In todays digital world to have searchable text for all important documents is becoming compulsory feature. This can be achieved by using OCR (Optical Character Recognition). OCR translates the images to a document format that indexers already know.
Now a days there are several OCR applications available which can convert scanned images to text, Word, HTML or searchable PDF.
The important characteristics that separate various OCR applications are:
Its Character recognition accuracy
Its support for searchable PDF output its page layout reconstruction accuracy
Its support for various languages
Its user interface
In a searchable PDF, the original scanned image is kept as it is so any person can read the document. However the text content that is extracted via OCR is put behind the image hence search indexers can see it and Acrobat Reader will allow us to select this as text.

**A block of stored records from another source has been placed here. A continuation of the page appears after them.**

PR #2302, opened 2026-02-05
Enable unit and integration tests for intel

timofeymukha:
I will regret getting into this again :D. But would be nice to put in place.


timofeymukha:
The tests start running but hang for infinity, perfect :D

timfelle:
Current progress: 

dofmap.f90: Dofmap is not constructed correctly. Incorrect values are returned from function `dofmap_facetidx`.

We need to investigate contents of inputs to make sure `tuple4_i4_t` behaves correctly.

To generate searchable PDF from scanned document is very simple. It includes following steps:
Decompressing the image
Pre processing the image to make OCR more accurate
OCR the image to extract the text
Re encode the image in a choice of formats for the maximum smallest file size possible.
Building a PDF with the image and the extracted text with each word exactly positioned behind the appropriate place in the image.
Creating scanned image from a paper document plays a crucial role in formation of searchable PDF. Following points are important while scanning paper documents to PDF.
Always choose 'Text-Under-Image" Option. : While scanning a document you should choose the option that applies OCR to make the document text searchable.
Get the Right Resolution: Scan resolution should be ideally 300 dpi (dots per inch). OCR quality otherwise can suffer from lower scan resolution.
Scan to B&W, Grayscale or colour: For the purpose of OCR `Grayscale is generally the safest choice as more information is retained for the OCR to work with
Watch the Other Settings: Scanners will always have some other settings which can help improve scan quality.
Always get a quali OCR Programme
Thus by keeping in mind all the above important points we can create PDF files searchable with OCR.